Juvenile Officer v. E.L.L.

200 S.W.3d 599, 2006 Mo. App. LEXIS 1324
CourtMissouri Court of Appeals
DecidedSeptember 12, 2006
DocketNos. WD 66571, WD 66572
StatusPublished
Cited by1 cases

This text of 200 S.W.3d 599 (Juvenile Officer v. E.L.L.) is published on Counsel Stack Legal Research, covering Missouri Court of Appeals primary law. Counsel Stack provides free access to over 12 million legal documents including statutes, case law, regulations, and constitutions.

Bluebook
Juvenile Officer v. E.L.L., 200 S.W.3d 599, 2006 Mo. App. LEXIS 1324 (Mo. Ct.
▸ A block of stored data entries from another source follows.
Issue #6696, opened 2024-02-14
[FIRRTL] Add folders for IntegerAddOp


mikeurbach:
This is a primitive Property operation, defined by FIRRTL spec section 25.1.1. General folds for signed arbitrary precision integer arithmetic can be applied, but none were defined in the initial PR. This could include things like:

* [ ] integer_add(a, 0) -> a
* [ ] integer_add(constantA, constantB) -> constantA + constantB
* [ ] etc...

sazimi13:
Hey I would like to take this issue up, after completing can hopefully take the other 2 folding issues as well.

sazimi13:
Can you please provide the FIRRTL spec that you are referring to?

PR #8200, opened 2025-02-07
[FIRRTL] Add a folder for `add` property op

mtsokol:
Hi @mikeurbach,

This PR addresses https://github.com/llvm/circt/issues/6696.

It's a first-time contribution for me and these issues remained open for quite some time. I hope I didn't take anyone's assignment.

In `canonicalization.mlir` file I got an error when tried to reformat `firrtl.class @PropertyArithmetic...` line into multiple lines. Does `firrtl.class` support same format as `firrtl.module` in `mlir` files?

In a follow-up PR I can add other folding rules that were listed in aforementioned issues. Does `x + x -> x * 2` fold also makes sense here?

### DIFF
--- a/lib/Dialect/FIRRTL/FIRRTLFolds.cpp
+++ b/lib/Dialect/FIRRTL/FIRRTLFolds.cpp
@@ -935,8 +935,20 @@ LogicalResult NEQPrimOp::canonicalize(NEQPrimOp op, PatternRewriter &rewriter) {
 }
 
 OpFoldResult IntegerAddOp::fold(FoldAdaptor adaptor) {
-  // TODO: implement constant folding, etc.
-  // Tracked in https://github.com/llvm/circt/issues/6696.
+  if (auto rhsCst = getConstant(adaptor.getRhs())) {
+    // Constant folding
+    if (auto lhsCst = getConstant(adaptor.getLhs())) {
+      auto resultWidth =
+          std::max(lhsCst->getBitWidth(), rhsCst->getBitWidth()) + 1;
+      APSInt lhsCstExt = (*lhsCst).extend(resultWidth);
+      APSInt rhsCstExt = (*rhsCst).extend(resultWidth);
+      return IntegerAttr::get(IntegerType::get(getContext(), resultWidth),
+                              lhsCstExt + rhsCstExt);
+    }
+    // x + 0 -> x
+    if (rhsCst->isZero())
+      return getLhs();
+  }
   return {};
 }
 
--- a/test/Dialect/FIRRTL/canonicalization.mlir
+++ b/test/Dialect/FIRRTL/canonicalization.mlir
@@ -3576,19 +3576,28 @@ firrtl.module private @Issue7562(in %sel : !firrtl.uint<1>, in %a : !firrtl.cons
 }
 
 // CHECK-LABEL: firrtl.class @PropertyArithmetic
-firrtl.class @PropertyArithmetic(in %in: !firrtl.integer, out %out0: !firrtl.integer, out %out1: !firrtl.integer) {
+firrtl.class @PropertyArithmetic(in %in: !firrtl.integer, out %out0: !firrtl.integer, out %out1: !firrtl.integer, out %out2: !firrtl.integer, out %out3: !firrtl.integer) {
+  // CHECK: [[C3:%.+]] = firrtl.integer 3
   // CHECK: [[C4:%.+]] = firrtl.integer 4
   %0 = firrtl.integer 0
   %1 = firrtl.integer 1
   %2 = firrtl.integer 2
 
-  %3 = firrtl.integer.shl %1, %2 : (!firrtl.integer, !firrtl.integer) -> !firrtl.integer
-  %4 = firrtl.integer.shl %in, %0 : (!firrtl.integer, !firrtl.integer) -> !firrtl.integer
+  %res0 = firrtl.integer.shl %1, %2 : (!firrtl.integer, !firrtl.integer) -> !firrtl.integer
+  %res1 = firrtl.integer.shl %in, %0 : (!firrtl.integer, !firrtl.integer) -> !firrtl.integer
 
   // CHECK: firrtl.propassign %out0, [[C4]]
   // CHECK: firrtl.propassign %out1, %in
-  firrtl.propassign %out0, %3 : !firrtl.integer
-  firrtl.propassign %out1, %4 : !firrtl.integer
+  firrtl.propassign %out0, %res0 : !firrtl.integer
+  firrtl.propassign %out1, %res1 : !firrtl.integer
+
+  %res2 = firrtl.integer.add %1, %2 : (!firrtl.integer, !firrtl.integer) -> !firrtl.integer
+  %res3 = firrtl.integer.add %in, %0 : (!firrtl.integer, !firrtl.integer) -> !firrtl.integer
+
+  // CHECK: firrtl.propassign %out2, [[C3]]
+  // CHECK: firrtl.propassign %out3, %in
+  firrtl.propassign %out2, %res2 : !firrtl.integer
+  firrtl.propassign %out3, %res3 : !firrtl.integer
 }
 
 // CHECK-LABEL: firrtl.module private @LayerBlocks
--- a/include/circt/Dialect/FIRRTL/FIRRTLExpressions.td
+++ b/include/circt/Dialect/FIRRTL/FIRRTLExpressions.td
@@ -1393,6 +1393,8 @@ def IntegerAddOp : IntegerBinaryPrimOp<"integer.add", [Commutative]> {
                                          !firrtl.integer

App. 2006).

Opinion

ROBERT G. ULRICH, Judge.

E.L.L. appeals from the judgments of the trial court terminating her parental rights to her children, B.A.L. and I.Q.S., pursuant to sections 211.447.4(1) abandonment, 211.447.4(2) abuse and neglect, 211.447.4(3) failure to rectify, and 211.447.4(6)1 unfit parent. She claims that the judgments were not supported by clear, cogent, and convincing evidence. The judgments are affirmed.

Facts

The appellant, E.L.L. (Mother), is the mother of B.A.L., born July 25, 1998, I.Q.S., born June 27, 1999, and K.L., born May 2, 2002. The father of B.A.L. is M.P. The father of I.Q.S. is S.Q.S. The father of K.L. is T.S. The fathers of the children did not appeal the judgments terminating their parental rights. Mother consented to the termination of her parental rights to K.L. and does not appeal from that judgment.
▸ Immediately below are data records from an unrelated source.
PR #8201, opened 2025-02-07
[MooreToCore] Properly deal with OOB access in dyn_extract

maerhart:
The array slice case is not fixed yet. I couldn't really find a part in the SV standard about signed/unsigned indexing. I assume always interpreting the index operand as unsigned is fine.

### DIFF
--- a/lib/Conversion/MooreToCore/MooreToCore.cpp
+++ b/lib/Conversion/MooreToCore/MooreToCore.cpp
@@ -825,12 +825,30 @@ struct DynExtractOpConversion : public OpConversionPattern<DynExtractOp> {
                                      op->getLoc());
 
       if (isa<hw::ArrayType>(resultType)) {
+        // FIXME: for packed arrays, the part that is OOB must be 0 or X and the
+        // part overlapping with the range must match the values of the range;
+        // for unpacked arrays, if part of the accessed slice is OOB the entire
+        // result is 0 or X
         rewriter.replaceOpWithNewOp<hw::ArraySliceOp>(op, resultType,
                                                       adaptor.getInput(), idx);
         return success();
       }
 
-      rewriter.replaceOpWithNewOp<hw::ArrayGetOp>(op, adaptor.getInput(), idx);
+      Value size = rewriter.create<hw::ConstantOp>(
+          op.getLoc(), adaptor.getLowBit().getType(), arrType.getNumElements());
+      Value isOOB = rewriter.create<comb::ICmpOp>(
+          op.getLoc(), ICmpPredicate::uge, adaptor.getLowBit(), size);
+      Value access =
+          rewriter.create<hw::ArrayGetOp>(op.getLoc(), adaptor.getInput(), idx);
+      int64_t bw = hw::getBitWidth(arrType.getElementType());
+      if (bw < 0)
+        return failure();
+
+      Value zeroValueRaw =
+          rewriter.create<hw::ConstantOp>(op.getLoc(), APInt(bw, 0));
+      Value zeroValue = rewriter.createOrFold<hw::BitcastOp>(
+          op.getLoc(), arrType.getElementType(), zeroValueRaw);
+      rewriter.replaceOpWithNewOp<comb::MuxOp>(op, isOOB, zeroValue, access);
       return success();
     }
 
--- a/include/circt/Dialect/Moore/MooreOps.td
+++ b/include/circt/Dialect/Moore/MooreOps.td
@@ -1123,7 +1123,7 @@ def ExtractOp : MooreOp<"extract", [Pure]> {
 def DynExtractOp : MooreOp<"dyn_extract", [Pure]> {
   let description = [{
     It's similar with extract, but it's used to select from a value
-    with a dynamic low bit.
+    with a dynamic low bit. The `lowBit` operand is always interpreted as unsigned.
   }];
   let arguments = (ins UnpackedType:$input, UnpackedType:$lowBit);
   let results = (outs UnpackedType:$result);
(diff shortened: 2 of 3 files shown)


lib/Conversion/MooreToCore/MooreToCore.cpp
```diff
@@ -825,12 +825,30 @@ struct DynExtractOpConversion : public OpConversionPattern<DynExtractOp> {
...
+        // for unpacked arrays, if part of the accessed slice is OOB the entire
+        // result is 0 or X
         rewriter.replaceOpWithNewOp<hw::ArraySliceOp>(op, resultType,
                                                       adaptor.getInput(), idx);
         return success();
       }
 
-      rewriter.replaceOpWithNewOp<hw::ArrayGetOp>(op, adaptor.getInput(), idx);
+      Value size = rewriter.create<hw::ConstantOp>(
+          op.getLoc(), adaptor.getLowBit().getType(), arrType.getNumElements());
```
maerhart, line 838: That can cause problems if the lowBit bitwidth is too small to hold the array size.

fabianschuiki: Nice catch. In that case we might be guaranteed to always access in bounds?

lib/Conversion/MooreToCore/MooreToCore.cpp
```diff
@@ -825,12 +825,30 @@ struct DynExtractOpConversion : public OpConversionPattern<DynExtractOp> {
...
+          rewriter.create<hw::ArrayGetOp>(op.getLoc(), adaptor.getInput(), idx);
+      int64_t bw = hw::getBitWidth(arrType.getElementType());
+      if (bw < 0)
+        return failure();
+
+      Value zeroValueRaw =
+          rewriter.create<hw::ConstantOp>(op.getLoc(), APInt(bw, 0));
+      Value zeroValue = rewriter.createOrFold<hw::BitcastOp>(
+          op.getLoc(), arrType.getElementType(), zeroValueRaw);
+      rewriter.replaceOpWithNewOp<comb::MuxOp>(op, isOOB, zeroValue, access);
```
fabianschuiki, line 851: This looks reasonable assuming that `hw::ArrayGetOp` has undefined behaviour (or undefined result) for out-of-bounds accesses. I don't remember off the top of my head whether out-of-bounds index in `ArrayGetOp` causes a potential segfault in the lowered LLVM IR… But it might be nice if `hw::ArrayGetOp` just produce an undefined result, but don't cause arbitrary undefined behaviour such as crashing the simulator. Then we can just do exactly what you did here: read the value and then discard it with a mux if it's out of bounds.

fabianschuiki (approved):
LGTM!

lib/Conversion/MooreToCore/MooreToCore.cpp
maerhart: Yes 👍 
But I need to make sure this IR is not built in that case because the pass would crash.

hailongSun2000:
I have a question about the **unsigned** index, for example:
```
logic [6:-1] arr;
arr[-1];
```
Maybe `-1` represents the max if we assume the index is unsigned, right 🤔?

fabianschuiki:
@hailongSun2000 I think in your example ImportVerilog would lower this to an access index 0, because -1 is the "address" of the least significant bit. During conversion, the accessed index gets remapped from the range `[a:b]` to `[a-b:0]`. 🙂

hailongSun2000:
> @hailongSun2000 I think in your example ImportVerilog would lower this to an access index 0, because -1 is the "address" of the least significant bit. During conversion, the accessed index gets remapped from the range `[a:b]` to `[a-b:0]`. 🙂

That sounds  great!  All bit rang are converted into little  endian,  and LSB is always 0. Could you tell  me where the  implementation is?  I'm interested to it. Thanks in advance! :smiley:

hailongSun2000 (approved):
LGTM! :partying_face:

fabianschuiki:
> @hailongSun2000 All bit rang are converted into little endian, and LSB is always 0. Could you tell me where the implementation is?

I think @maerhart added this `getSelectIndex` call here to deal with the index remapping in a PR a few days ago: 🙂

https://github.com/llvm/circt/blob/6e93a0e8400d2e2f17725af096d470584713eda1/lib/Conversion/ImportVerilog/Expressions.cpp#L480

lib/Conversion/MooreToCore/MooreToCore.cpp
maerhart: The documentation of the HW aggregate ops is generally a bit sparse, but I'd say a OOB `hw.array_get` produces an undefined result, but no immediate UB. The HWToLLVM lowering currently does not take this into account. I'll create an issue for that.

maerhart:
As a little side-note: the example above would be lowered to an `moore.extract`, not a `moore.dyn_extract`

Even though all ranges are converted to little endian starting at 0, the index could still be a negative signed value in SV.

```sv
bit [31:0] arr;
bit [31:0] idx = -1;
arr[$signed(idx)];
```

What index does this actually access? -1 or 4,294,967,295? I couldn't really find an answer to this question in the standard, so let me know if you know more 😄 
If both are out-of-bounds, it doesn't really matter, but could you have something like

```sv
bit [4294967295:0] arr; // let's say all bits are 1
bit [31:0] idx = -1;
arr[$signed(idx)];
```

Should this now return 0 or 1? Does SV even support such big arrays (if it doesn't the same still applies but with smaller integers)?

fabianschuiki:
Since SV allows you to have negative indices on array declarations, like `bit [3:-8] x`, I'd assume that it supports signed indices when accessing arrays. So `x[-2]` would actually be treated as accessing index `-2`, which then gets translated to actual bit positions through that index remapping.

Since this only involves addition/subtraction which are identical in signed/unsigned arithmetic, I think we can just ignore the issue altogether: if you subtract the lower index of the declaration (-8) from the accessed index (-2), you'll automatically remap all valid negative indices to positive bit positions. Anything below the lowest bit address would overflow and be out of bounds immediately.

If I recall correctly, array index expressions have a self-determined type, not a type inferred from context. That would suggest in your example that the index `$signed(idx)` would still be a 32 bit number, even though this would create an ambiguity when accessing that large array. We could think about sign-extending signed indices in bit/part-select operations by one bit, to remove any ambiguity, or to sign/zero-extend the index to the minimum required to unambiguously address the entire array.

The children were removed from Mother’s custody on August 3, 2003, by Macon County juvenile authorities when she was arrested for DWI and on an outstanding warrant. One-year-old K.L. was in the car with Mother when she was arrested. Kinship placement for the children could not be secured by Children’s Services; consequently, the children were placed in foster care in Macon County. The children remained in foster care for over twenty-eight continuous months as computed on the date of the hearing, December 16, 2005.
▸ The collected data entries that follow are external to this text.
PR #8202, opened 2025-02-07
[HW] Resolve ambiguous array_slice documentation

maerhart:
The documentation explicitly states that an OOB access is UB, but also says that it is equivalent to the verilog example. However, OOB in verilog would return the default value of the type (e.g., 0 for 2-state) AFAIU, so it has different semantics. Also, I think it's better to keep Verilog analogies out of the core dialect documentation in general


uenoku (approved):
This looks great to me!

PR #8203, opened 2025-02-07
[FIRRTL] Add optional yaml parameter to view intrinsic, op

dtzSiFive:
Per View indication of whether and where to emit YAML description.

Provides access to mechanism currently encoded via `sifive.enterprise.grandcentral.GrandCentralHierarchyFileAnnotation`.

(new) Views with this parameter will have YAML output to the specified path.
Otherwise, fallback to behavior for annotation-based views (using the value from that annotation, if specified).

This is needed to separate out which Views have YAML emitted, so that some may have no YAML or emit it elsewhere (and to allow dropping the above annotation eventually).


test/Dialect/FIRRTL/lower-intrinsics.mlir
```diff
@@ -228,5 +228,9 @@ firrtl.circuit "Foo" {
...
+
```
seldridge, line 233: Nit: can the PR change this to use a minimal `info` field instead of a verbose one which is ignored in the following `CHECK`?

lib/Dialect/FIRRTL/Transforms/GrandCentral.cpp
```diff
@@ -1915,6 +1916,11 @@ void GrandCentralPass::runOnOperation() {
     llvm::dbgs() << "\n";
   });
 
+  // per-YAML output list of interfaces.
+  SmallDenseMap<StringAttr, SmallVector<sv::InterfaceOp, 2>> interfaceYAMLMap;
```
seldridge, line 1920: This `interfaceYAMLMap` is later iterated over. While this won't matter for file creation later, it can create non-deterministic IR creation (e.g., breaking tests or requiring use of `CHECK-DAG` to workaround it). Is there a data structure that will provide a stable iteration order that can be used?

seldridge (commented):
Generally looks good! One question about iteration order.

Second question: the PR text mentions that the fallback behavior is to use the YAML file provided by the annotation. It seems better to have the intrinsic only use its own YAML information so that we can compartmentalize the two overlapping features. WDYT?

lib/Dialect/FIRRTL/Transforms/GrandCentral.cpp
dtzSiFive: Oh, great call! Yeah let's make this deterministic, thanks!

dtzSiFive:
> Second question: the PR text mentions that the fallback behavior is to use the YAML file provided by the annotation. It seems better to have the intrinsic only use its own YAML information so that we can compartmentalize the two overlapping features.

Sounds good! I went back and forth but honestly that sounds best to me as well, thanks!

seldridge (approved):

PR #8208, opened 2025-02-07
[Verif] Mark SymbolicValueOp result as MemAlloc

fabianschuiki:
Add the `MemAlloc` side effect to the result of `verif.symbolic_value`. This allows the canonicalizer to delete the op if it has no users while still preventing CSE from mergin multiple symbolic values.

Also add a few placeholders to the `lower-contracts.mlir` test to make it more robust.


dobios (approved):
Nice! This is a great idea!! Thanks!!!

[602]*602Mother was charged with a criminal offense and held in the county jail after her arrest. She was released on bond in October 2003. At that time, supervised visits with the children were offered to Mother. On November 18, 2003, Mother was again arrested and held in the county jail for violating conditions of her bond. She remained in jail until January 7, 2004. Upon her release, she was sent to McCambridge Center in Columbia for a thirty-day residential substance abuse treatment program. This treatment was a Level 1 residential treatment consisting of classes, group therapy and individual therapy, and overnight stays. Mother completed the thirty-day residential program and was then ordered to continue outpatient treatment at Jewel Oxford House. Mother, however, quit the program after ten days and was unsuccessfully discharged by the McCambridge Center on March 18, 2004.

Mother lived at various addresses in Columbia during 2004 although her children were in Macon County. She participated in only two supervised visits with B.A.L. and I.Q.S. and missed several scheduled visits citing lack of transportation. Eventually, the children’s counselors recommended that contact between Mother and children cease because the children’s negative behavior increased after Mother visited them. In June 2004, Children’s Services ceased all contact, physical and by phone, between Mother and the children. In July 2004, Mother was ordered to pay child support in the amount of $90 per month per child.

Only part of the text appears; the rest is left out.